What you need to do —
From the entries, filter out every line that lacks "PytketQubit" and copy the rest.

Extracted material —
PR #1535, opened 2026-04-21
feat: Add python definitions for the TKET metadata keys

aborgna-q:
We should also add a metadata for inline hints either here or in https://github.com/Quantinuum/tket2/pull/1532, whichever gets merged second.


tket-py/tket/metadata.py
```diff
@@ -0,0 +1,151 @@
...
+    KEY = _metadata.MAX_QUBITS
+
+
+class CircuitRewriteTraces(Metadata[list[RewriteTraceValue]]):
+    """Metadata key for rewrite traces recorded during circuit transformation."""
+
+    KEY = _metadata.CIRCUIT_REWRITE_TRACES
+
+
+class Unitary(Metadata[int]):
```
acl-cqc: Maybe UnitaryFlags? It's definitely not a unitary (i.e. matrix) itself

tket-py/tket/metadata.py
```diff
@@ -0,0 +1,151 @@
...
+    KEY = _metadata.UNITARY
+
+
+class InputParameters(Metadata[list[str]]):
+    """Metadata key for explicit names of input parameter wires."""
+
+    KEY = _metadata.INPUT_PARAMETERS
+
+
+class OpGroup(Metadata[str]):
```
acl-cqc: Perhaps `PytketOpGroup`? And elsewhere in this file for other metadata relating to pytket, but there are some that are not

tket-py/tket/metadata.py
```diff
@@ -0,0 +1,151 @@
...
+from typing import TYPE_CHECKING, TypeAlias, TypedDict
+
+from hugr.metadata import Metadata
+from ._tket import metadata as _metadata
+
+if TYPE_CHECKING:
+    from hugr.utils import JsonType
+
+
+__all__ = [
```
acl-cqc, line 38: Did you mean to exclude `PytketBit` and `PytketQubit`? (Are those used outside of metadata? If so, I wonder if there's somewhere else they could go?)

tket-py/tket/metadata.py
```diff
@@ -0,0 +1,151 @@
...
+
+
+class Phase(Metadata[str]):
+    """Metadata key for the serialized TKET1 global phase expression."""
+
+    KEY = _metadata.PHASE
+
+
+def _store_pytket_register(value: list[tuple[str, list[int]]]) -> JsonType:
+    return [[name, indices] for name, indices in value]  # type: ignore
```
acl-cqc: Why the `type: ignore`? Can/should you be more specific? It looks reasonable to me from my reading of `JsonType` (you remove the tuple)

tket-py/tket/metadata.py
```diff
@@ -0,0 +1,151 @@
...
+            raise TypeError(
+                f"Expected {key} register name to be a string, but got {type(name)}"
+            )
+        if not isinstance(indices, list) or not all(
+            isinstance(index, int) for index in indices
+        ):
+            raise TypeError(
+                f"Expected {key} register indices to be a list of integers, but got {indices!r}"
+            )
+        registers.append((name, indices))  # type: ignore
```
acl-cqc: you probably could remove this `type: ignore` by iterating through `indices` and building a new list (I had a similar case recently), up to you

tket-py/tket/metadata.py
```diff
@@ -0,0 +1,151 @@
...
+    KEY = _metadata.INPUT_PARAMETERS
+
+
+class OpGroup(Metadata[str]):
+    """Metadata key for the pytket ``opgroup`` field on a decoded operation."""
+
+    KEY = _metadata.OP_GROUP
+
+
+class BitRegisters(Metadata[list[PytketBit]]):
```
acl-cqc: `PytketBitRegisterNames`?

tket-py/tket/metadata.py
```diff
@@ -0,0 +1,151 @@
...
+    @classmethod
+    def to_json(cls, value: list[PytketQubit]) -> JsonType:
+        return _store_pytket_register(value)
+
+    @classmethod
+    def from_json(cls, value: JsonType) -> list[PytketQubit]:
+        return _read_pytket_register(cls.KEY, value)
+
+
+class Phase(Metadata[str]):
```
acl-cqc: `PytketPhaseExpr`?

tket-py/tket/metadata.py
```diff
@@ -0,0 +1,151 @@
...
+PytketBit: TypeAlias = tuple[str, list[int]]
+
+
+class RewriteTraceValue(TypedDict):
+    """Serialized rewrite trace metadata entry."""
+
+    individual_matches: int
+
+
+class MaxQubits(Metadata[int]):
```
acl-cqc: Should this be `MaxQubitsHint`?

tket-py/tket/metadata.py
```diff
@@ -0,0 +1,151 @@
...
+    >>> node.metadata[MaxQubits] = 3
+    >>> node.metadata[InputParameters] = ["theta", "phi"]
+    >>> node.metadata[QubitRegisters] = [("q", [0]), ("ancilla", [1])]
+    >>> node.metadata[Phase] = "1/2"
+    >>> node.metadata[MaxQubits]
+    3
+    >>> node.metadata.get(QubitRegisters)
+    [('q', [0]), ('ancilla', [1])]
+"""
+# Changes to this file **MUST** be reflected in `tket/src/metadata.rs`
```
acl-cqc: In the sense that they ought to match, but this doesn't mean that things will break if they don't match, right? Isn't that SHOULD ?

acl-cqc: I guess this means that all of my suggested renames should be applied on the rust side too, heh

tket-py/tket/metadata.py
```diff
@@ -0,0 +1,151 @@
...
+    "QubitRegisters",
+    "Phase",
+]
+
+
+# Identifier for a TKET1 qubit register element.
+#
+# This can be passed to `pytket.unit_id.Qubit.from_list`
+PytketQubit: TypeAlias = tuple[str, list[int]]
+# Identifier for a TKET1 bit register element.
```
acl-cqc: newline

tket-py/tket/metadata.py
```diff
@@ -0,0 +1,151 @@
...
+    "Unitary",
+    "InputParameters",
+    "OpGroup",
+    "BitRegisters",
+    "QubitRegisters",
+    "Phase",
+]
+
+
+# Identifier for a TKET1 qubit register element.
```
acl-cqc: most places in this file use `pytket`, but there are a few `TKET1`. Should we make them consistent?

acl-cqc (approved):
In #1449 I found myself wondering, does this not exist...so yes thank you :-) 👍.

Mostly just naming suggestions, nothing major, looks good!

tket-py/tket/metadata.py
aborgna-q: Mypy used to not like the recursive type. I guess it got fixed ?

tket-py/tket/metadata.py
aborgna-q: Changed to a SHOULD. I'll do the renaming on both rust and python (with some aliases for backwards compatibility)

Task response —
acl-cqc, line 38: Did you mean to exclude `PytketBit` and `PytketQubit`? (Are those used outside of metadata? If so, I wonder if there's somewhere else they could go?)
+    def to_json(cls, value: list[PytketQubit]) -> JsonType:
+    def from_json(cls, value: JsonType) -> list[PytketQubit]:
+PytketQubit: TypeAlias = tuple[str, list[int]]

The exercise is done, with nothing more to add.